On Thursday, April 19, 2018 at 2:30:11 PM UTC-5, Thomas Müller wrote:
>
>
>
> Am Donnerstag, 19. April 2018 19:18:34 UTC+2 schrieb Christopher Wood:
>>
>> To challenge an assumption, what are you gaining from having more than 
>> one puppet infrastructure (puppetservers+puppetdb)? 
>>
>> Could you perhaps handle your dev stuff with another environment or set 
>> of puppetservers under the same CA with the same puppetdb? 
>>
>> Is there any reason for a separate puppet infrastructure to live longer 
>> than it takes to proof an upgrade for production? 
>>
>
> I can't just throw away the dev infra after preparing changes for prod 
> because of non-technical reasons. i'm limiting the usage of the dev system 
> as much as I can, but there will be system connected to this dev infra. but 
> I also want the data in the prod puppetdb to have a single point to make 
> queries/reports (third party departments) or run octocatalog-diff to run 
> against real facts from any system. 
>


That seems to respond only to Am's last question.  You can have varying 
degrees of dev / prod separation while still maintaining a shared CA and 
puppetdb, and that has nothing to do with the lifetime or life cycle of the 
dev machines.  I strongly advise at least the shared CA if you're 
contemplating combining dev and prod data by any mechanism.

There are several good reasons to prefer the minimum separation of Puppet 
infrastructure, especially since for at least some purposes, you want to 
aggregate the dev and prod data.  And doing so would take care of the 
problem up front -- there would be no extra step needed to aggregate dev 
and prod data, because it would not be physically separated in the first 
place.
 

>
> Another usecase could be to have a async puppetdb connection from the 
> second datacenter.
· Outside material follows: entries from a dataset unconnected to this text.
PR #10022, opened 2024-08-20
fix: polish list item

GretaD:
Request:

950-714-max

after. Please notice that the avatar is already 40px
Screenshot from 2024-08-20 11-27-06
Screenshot from 2024-08-20 11-21-34
Screenshot from 2024-08-20 11-21-30

### DIFF
--- a/src/components/Envelope.vue
+++ b/src/components/Envelope.vue
@@ -937,7 +937,7 @@ export default {
 	// In message list, but not the one in the action menu
 	&.app-content-list-item-star {
 		background-image: none;
-		left: 5px;
+		left: 1px;
 		top: 8px;
 		opacity: 1;
 
@@ -977,7 +977,7 @@ export default {
 .junk-icon-style {
 	opacity: .2;
 	display: flex;
-	top: 42px;
+	top: 32px;
 	left: 32px;
 	background-size: 16px;
 	height: 20px;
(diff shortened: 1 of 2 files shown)


ChristophWurst (changes requested):
* Avatar has size=40 but is 45x45px tall
* Tags looks wonky
* Tags resize on hover and make the element appear jittery
* Actions menu handle overflows the element image

src/components/Envelope.vue
```diff
@@ -1072,13 +1072,19 @@ export default {
 }
 :deep(.list-item) {
 	flex-wrap: wrap;
+	padding: var(--default-grid-baseline);
```
ChristophWurst, line 1075: Could you move this into the skeleton component? list item is our own component now. we don't need the deep selectors to patch styles

src/components/Envelope.vue
```diff
@@ -1072,13 +1072,19 @@ export default {
...
 }
 :deep(.line-two__subtitle) {
 	display: flex;
 	flex-basis: 100%;
 	padding-left: 40px;
 	width: 450px;
 }
+:deep(.list-item__actions) {
```
ChristophWurst, line 1083: same here

ChristophWurst (changes requested):

ChristophWurst (approved):
Wygląda dobrze!

image

nit: tags should probably wrap line when there are many or have a long label. the ellipsis looks strange

GretaD:
> Wygląda dobrze!
> 
> image
> 
> nit: tags should probably wrap line when there are many or have a long label. the ellipsis looks strange

the ellipsis happen only when there are too many tags, up to 3 its shown correctly, unless these 3 have longer translations or are personalized ones with long string. But yes, i agree with you.

PR #10023, opened 2024-08-20
fix: use correct type for button, type for prop

kesselb:
Fix two warnings from the phishing component 

- [Vue warn]: Invalid prop: type check failed for prop "phishingData". Expected Object, got Array
- [Vue warn]: Invalid prop: custom validator check failed for prop "type".


ChristophWurst (approved):
Good soup

miaulalala (approved):

st3iny (approved):
Here, have a :cookie:

PR #10024, opened 2024-08-20
fix: wrong attendance status for imip events

kesselb:
- [x] Needs/Based on https://github.com/nextcloud/mail/pull/9992

### Problem

 The attendence status for an imip event might be wrong. 

### Before

[Screencast from 2024-08-20 13-53-29.webm](https://github.com/user-attachments/assets/513c24df-4849-441c-b571-1d3e9364c1d7)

If the connection between the datacenters is not  stable 
> enough to use a single puppetdb I would need to add a puppetdb per DC.Then 
> I also would want to sync data to the central puppetdb instance.
>
>
Is that an *actual* use case or a hypothetical one?

If hypothetical, then don't let it influence your decisions about your 
actual use cases: if and when you need to account for that, the details 
will matter, and the technological landscape will have changed, so any 
time, effort, and compromises made to accommodate it now will probably be 
wasted.  If it never materializes as an actual use case, then resources 
spent now to accommodate it will *definitely* be wasted.

If you do need to account for it now, then you should still use at least a 
common CA.  It might make sense to use common aggregated puppetdb database, 
too, maybe supported by database synchronization between the PG instances 
at the PG level.  It's hard to make good recommendations, however, without 
a better handle on the requirements for this scenario.